Festakt verbindet Tradition, gesellschaftliches Engagement und neue Perspektiven für die Versorgung im rechtsrheinischen Köln

Köln-Deutz. Mit einem Festakt hat das Eduardus-Krankenhaus sein 100-jähriges Bestehen gewürdigt und dabei deutlich gemacht, dass dieses Jubiläum weit mehr ist als ein historischer Meilenstein. Es ist die Geschichte eines Hauses, das seit einem Jahrhundert Verantwortung für exzellente Medizin und Pflege übernimmt. Am 16. März 1926 nahm das Krankenhaus seinen Betrieb auf, ermöglicht durch die Initiative des Kölner Bürgers Eduard Custodis. Hundert Jahre später, fast auf den Tag genau, begann die offizielle Jubiläumsfeier mit einem Wortgottesdienst in St. Heribert in Köln-Deutz. Im benachbarten katholischen Pfarrzentrum trafen sich Vertreterinnen und Vertreter aus Politik und Gesundheitswesen, Partner aus der Josefs-Gesellschaft, befreundete Unternehmen sowie viele Mitarbeitende, die das Haus heute prägen.
Geschäftsführer Frank Dünnwald eröffnete die Veranstaltung mit einem Rückblick, der zugleich eine Standortbestimmung war. 100 Jahre Eduardus, so Dünnwald, bedeuteten 100 Jahre Verantwortung und vor allem ein Jahrhundert gelebter Hoffnung. „Für unzählige Menschen war und ist dieses Haus ein Ort, an dem Hoffnung auf Gesundheit Wirklichkeit wird“, betonte er. Zugleich erinnerte er an die Kraft bürgerschaftlichen Engagements des Kölner Architekten Eduard Custodis, der das Grundstück für das Krankenhaus zur Verfügung stellte und somit wortwörtlich den Grundstein legte. Ein Beispiel dafür, wie gesellschaftliche Verantwortung konkrete Versorgung schafft.
Auch aus der Politik wurde diese Rolle gewürdigt. NRW-Gesundheitsminister Karl-Josef Laumann lobte in einer Videobotschaft die kontinuierlich hohe Qualität der medizinischen Versorgung des Eduardus-Krankenhauses. Kölns Bürgermeisterin Teresa De Bellis-Olinger hob insbesondere die Bedeutung des Eduardus für die rechtsrheinische Gesundheitsversorgung hervor und dankte für die verlässliche Arbeit über Generationen hinweg.
Stephan Prinz, Vorstand der Josefs-Gesellschaft, spannte den historischen Bogen noch weiter zurück: Bereits 1909 hat der Gründer der Kölner Josefs-Gesellschaft, Heinrich Sommer, die Vision einer „Deutzer Klinik“ verfolgt. Daraus ist 1926 die „Chirurgisch-orthopädische Anstalt“ entstanden, der Ursprung des heutigen Krankenhauses. Die Verbindung zwischen Träger und Krankenhaus ist deshalb bis heute eine besonders enge.
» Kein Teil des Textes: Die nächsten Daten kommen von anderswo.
PR #1704, opened 2014-08-03
domain access add all subdomain(*.xx.yy) rule

seektan:
also object value check as a substitute for indexOf, avoid this situation: !!"aaa.bb.cc".indexOf("a.bb.cc")

### DIFF
--- a/lib/index.js
+++ b/lib/index.js
@@ -1,4 +1,3 @@
-
 /**
  * Module dependencies.
  */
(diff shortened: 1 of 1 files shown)


defunctzombie:
This PR needs to be cleaned up and the issue described. It also needs tests.

rauchg:
We need a failing test for this

darrachequesne:
Closed due to inactivity. Please reopen if needed.

Issue #2152, opened 2015-06-12
Chat example -- would anyone please update it to use the newest express version?


agamemnus:
Thanks...

aHumanBeing:
Would need this as well.  Express generator now creates the http server in /bin/www file and not app.js.  Furthermore, I need the ability to maintain the socket between routes.  How may I accomplish this in a clean way?  Thank you.

darrachequesne:
That issue was closed automatically. Please check if your issue is fixed with the latest release, and reopen if needed (with a [fiddle](https://github.com/darrachequesne/socket.io-fiddle) reproducing the issue if possible).

PR #2416, opened 2016-01-30
updated express version to express 4

paradite:
updated the express version, addressing #2152

the example works fine with new version express

### DIFF
--- a/examples/chat/package.json
+++ b/examples/chat/package.json
@@ -7,6 +7,6 @@
   "private": true,
   "license": "BSD",
   "dependencies": {
-    "express": "^4.13.4"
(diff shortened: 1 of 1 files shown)


examples/chat/package.json
```diff
@@ -7,6 +7,6 @@
   "private": true,
   "license": "BSD",
   "dependencies": {
-    "express": "3.4.8"
+    "express": "^4.13.4"
```
nkzawa: we don't use `^` for specifying dependencies.

paradite:
@nkzawa fixed. Thanks for the note!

Dass dieses Jubiläum nicht nur von Rückblicken lebt, zeigt sich sowohl in der Gegenwart als auch in der Zukunft.

Aktuell behandelt das Eduardus-Krankenhaus jährlich rund 10.000 stationäre und 32.000 ambulante Patientinnen und Patienten und verfügt über die Fachkliniken Orthopädie und orthopädische Rheumatologie, Unfall- und Wiederherstellungschirurgie, Geriatrie mit Alterstraumatologie, Wirbelsäulenchirurgie, Sportorthopädie und Arthroskopie, Innere Medizin, Allgemein- und Viszeralchirurgie, Plastische Chirurgie, Anästhesie und Intensivmedizin, zentrale Notaufnahme und Orthopädie-Technik. In der Pflegefachschule Köln am Krankenhaus werden seit über 70 Jahren Pflegeschülerinnen und Schüler ausgebildet. Die Orthopädie mit dem Endoprothetikzentrum der Maximalversorgung und die spezialisierten Fachkliniken genießen über die Grenzen von Köln hinaus einen sehr guten Ruf.
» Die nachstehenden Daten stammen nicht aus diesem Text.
PR #2432, opened 2016-02-05
Few optimizations

marijaselakovic:
I suggest to replace for in loop with hasOwnProperty check with significantly cheaper Object.keys and for loop (jsperf: https://jsperf.com/object-keys-vs-for-in-perf). In String.prototype.of method you call String constructor  which usually receives some string as an input. It is cheaper to use implicit string conversion, and performance benefit is even larger for inputs of type string (jsperf: http://jsperf.com/implicitstringconversion)


darrachequesne:
`nsps` hash will be replaced by a `Map` starting 2.x. Thanks though!

PR #2456, opened 2016-02-22
Update License year to 2016

imkimchi:


darrachequesne:
Let's be foolish! Thanks.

Mit Blick in die Zukunft ist mit der Integration des benachbarten Evangelischen Krankenhauses Kalk in die Josefs-Gesellschaft ein entscheidender Schritt gelungen. Zwei traditionsreiche Häuser im rechtsrheinischen Köln arbeiten nun noch enger zusammen und es eröffnen sich neue medizinische Perspektiven. Eine Entwicklung, die die rechtsrheinische Gesundheitsversorgung nachhaltig sichern wird.

Der Festakt selbst blieb dabei bewusst nah an der Stadt Köln und ihrer Identität. Ein Auftritt des Kölner Künstlers Marc Metzger griff die Verbindung zum Karneval auf und erinnerte an einen besonderen Moment wenige Wochen zuvor: Rund 60 Mitarbeitende des Eduardus waren im Kölner Rosenmontagszug vertreten, eingeladen vom Festkomitee Kölner Karneval. Eine Auszeichnung, die den Stellenwert des Krankenhauses in der Stadtgesellschaft unterstreicht.

Zum Jubiläum hat das Eduardus-Krankenhaus einen Film produziert, der vor allem die Mitarbeitenden in den Mittelpunkt stellt, weil sie mit ihrer täglichen Arbeit das Krankenhaus prägen und spürbar machen, dass hinter jeder Behandlung Haltung, Engagement und Verantwortung stehen (www.eduardus.de).

Weitere Informationen: Josefs-Gesellschaft gAG, Köln
Die Pressefotos dieser Mitteilung stehen dem Empfänger honorarfrei zur Veröffentlichung im Zusammenhang mit diesem Thema zur Verfügung.


Pressematerial zum Herunterladen (PDF | 404 kb)


Pressefoto Eduardus-Krankenhaus Köln
Foto (© J. Drexler) v.l.: Prof. Dr. med. Axel Jubel (Ärztlicher Direktor und Chefarzt Unfall- und Wiederherstellungschirurgie), Judith Kniepen (Beauftragte der Geschäftsführung), Bezirksbürgermeisterin Julie Cazier, Teresa De Bellis-Olinger (Bürgermeisterin Köln), Stephan Prinz (Vorstand Josefs-Gesellschaft) und Frank Dünnwald (Geschäftsführer Eduardus-Krankenhaus)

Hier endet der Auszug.